Cependant, même avec cet intérêt accru pour l’offre légale, les pirates étaient toujours désireux de trouver du contenu gratuitement, les moteurs de recherche tels que Yandex (90% du trafic) se révélant être un port d’escale populaire.
«Le nombre de recherches dans les moteurs de recherche populaires en russe pour des films et des émissions de télévision tendance gratuits sur des sites Web illégaux a également augmenté», note le Groupe IB.
«Les chiffres montrent une augmentation de 12% par rapport à 2019, soit 11,8 milliards de requêtes de recherche (contre 10,5 milliards en 2019). Le nombre de recherches de contenu illégal a atteint un niveau record de 1,4 milliard d’intentions en avril 2020. Parfois, les serveurs diffusant du contenu illégal n’ont pas réussi à faire face à un afflux aussi élevé de téléspectateurs.
Les services pirates prennent des revenus mais continuent d’innover
Suite au retrait de Moonwalk, HDGO et Kodik du marché, ainsi qu’à une pression accrue des institutions financières et des régulateurs, Group-IB observe que les annonceurs ont commencé à montrer moins d’intérêt pour le marché pirate. En 2020, le CPM moyen (coût par mile) a chuté de 16% à 5 USD, contre 6 USD un an plus tôt.
Les CDN de remplacement «pirates» ont également échoué dans leurs efforts pour combler correctement le vide du marché laissé par les «Big Three». Selon Group-IB, même lorsque le contenu proposé par les huit plus grands CDN actuels est additionné, ils ne parviennent à offrir qu’environ 50% du contenu proposé par Moonwalk, HDGO et Kodik.

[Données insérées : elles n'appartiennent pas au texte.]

PR #327, opened 2026-06-07
Add queue fanout helper

hardbyte:
## Summary

- add a public `QueueFanout` helper in `awa-model`, re-exported by `awa` and `awa-worker`
- add `ClientBuilder::queue_fanout(&fanout, config)` to declare every physical queue in a logical fanout
- reject duplicate physical queue declarations at build time so manual `queue(...)` calls cannot accidentally overlap with a fanout
- expose the same deterministic fanout router in Python as `awa.QueueFanout`
- document logical queue fanout as the preferred throughput lever when the workload can accept partitioned ordering, with clearer guidance for choosing between fanout, `enqueue_shards`, and `claimers`
- extend ADR-026 with the future append-only terminal-count delta rollup design instead of adding a separate terminal-count ADR
- fix the TLA+ trace harness receipt-only seed actions so they preserve `readyTombstones`, addressing the #325 nightly TLA failure shape
- add adversarial Rust and Python tests for fanout ordering, width bounds, invalid routing keys, invalid queue configs, and duplicate Python fanout queue declarations

## Notes

`queue_fanout` applies `QueueConfig` per physical queue. The docs call out that hard-reserved capacity and per-queue rate limits multiply across the fanout unless callers divide them or use `global_max_workers`.

Python `QueueFanout.queue_configs()` names capacity as `max_workers_per_queue` / `min_workers_per_queue` for the same reason. `route_by_key()` returns insert kwargs (`queue` and `ordering_key`) so it can be passed directly to `insert(...)`. Python `enqueue_many_copy()` is still a homogeneous batch API: one queue and one optional ordering key per call, so mixed-key fanout COPY producers should group batches before calling it.

The ADR-026 terminal-count delta section is future-only. This PR does not change terminal-count writes; exact counts and the existing trusted-counter path remain unchanged.

The TLA+ change is trace-harness only. It does not change the base storage spec; it makes the receipt-only trace scaffolding carry the tombstone ledger through unchanged after #323 introduced `readyTombstones`.

## Validation

- `cargo fmt --check`
- `git diff --check`
- `git ls-files "*.so" ":(glob)**/*.so"` returns no tracked shared objects
- `cargo test -p awa-model queue_fanout --lib`
- `cargo test -p awa-worker queue_fanout_declares_each_physical_queue --lib`
- `cargo test -p awa-worker duplicate_queue_declarations_are_rejected --lib`
- `cargo clippy -p awa-model -p awa-worker --all-targets -- -D warnings`
- `DATABASE_URL=postgres://postgres:test@localhost:15432/awa_test cargo test --workspace`
- `PYO3_PYTHON=/home/brian/dev/awa/awa-python/.venv/bin/python cargo clippy --all-targets -- -D warnings` from `awa-python/`
- `PYO3_PYTHON=/home/brian/dev/awa/awa-python/.venv/bin/python .venv/bin/maturin develop` from `awa-python/`
- `DATABASE_URL=postgres://postgres:test@localhost:15432/awa_test .venv/bin/pytest tests/test_queue_fanout.py tests/test_start_config.py::test_queue_fanout_configs_expand_and_dispatch tests/test_start_config.py::test_duplicate_fanout_queue_config_is_rejected -q` from `awa-python/`
- `DATABASE_URL=postgres://postgres:test@localhost:15432/awa_test .venv/bin/pytest tests/ -q -m "not chaos"` from `awa-python/`
- TLA+ trace harness: snooze, receipt rescue, lost-claim-advance, running cancel, receipt-only cancel, callback wait/resume, DLQ retry, DLQ purge, and broken-trace rejection. The receipt-rescue trace positive witness exits non-zero after completing the intended trace, which is the expected acceptance signal for that witness.
- TLA+ storage gate: `AwaSegmentedStorage`, `AwaSegmentedStorageInterleavings`, safe race configs, `AwaStorageLockOrder`, `AwaDeadTupleContract`, and expected-failure race/deadlock witnesses


hardbyte:
@coderabbitai review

Cela étant dit, les pirates ne sont pas restés immobiles. En 2020, Group-IB affirme que les pirates ont innové en intégrant des CDN à des services de streaming entièrement automatisés.
«Le premier prototype de masse était le script Cinemapress et environ 400 services de streaming pirates étaient basés sur celui-ci. En avril 2020, Cinemapress a été remplacé par Yobobox avec ses 250 domaines découverts jusqu’à présent, qui – contrairement à son prédécesseur – est entièrement gratuit et intégré à Collaps, l’un des plus grands CDN », note la société.
Une autre innovation concerne des techniques pour réduire l’effet de la suppression des liens «pirates» des résultats des moteurs de recherche, comme l’exige le mémorandum anti-piratage du pays. Alors que des millions de liens contrefaits sont supprimés par des moteurs de recherche tels que Yandex dans le cadre de l’accord, qui en théorie devrait rendre le contenu piraté plus difficile à trouver, les pirates s’adaptent.
«Les plus grandes inquiétudes des experts sont liées au fait qu’en 2020 les pirates vidéo russophones ont appris à détecter rapidement les liens éliminés par le mémorandum anti-piratage, à générer des doublons en temps réel (en utilisant des URL alternatives) et à utiliser des liens mutants (scripts pour le changement automatique des chemins dans les liens) entraînant une diminution de l’efficacité des contre-mesures », note le Groupe-IB.
Les services juridiques et illégaux ont augmenté leur audience
Un autre détail intéressant du rapport de Group-IB est que, bien que les sites pirates soient moins rentables et que les services juridiques se portent mieux que jamais, les sites pirates continuent d’augmenter leur audience.
«En 2020, les plates-formes de streaming légales et illégales ont considérablement augmenté leur audience, mais n’ont pas réussi à en tirer le maximum d’avantages», déclare Dmitriy Tiunkin, responsable de la protection des risques numériques Europe chez Group-IB.
«Nous avons vu des pirates se remettre de la fermeture des trois plus grands CDN. Les pirates rétablissent leur capacité technique et s’opposent de plus en plus aux titulaires de droits d’auteur. Certains pirates numériques utilisent des liens mutants, des changements de domaine et des CDN décentralisés pour contourner le mémorandum anti-piratage, sapant ainsi les tentatives de réglementation manuelle et de techniques anti-piratage qui étaient pertinentes il y a plusieurs années.
«Ce qui rend Jolly Roger triste. L’état du piratage vidéo en Russie ‘peut être trouvé ici.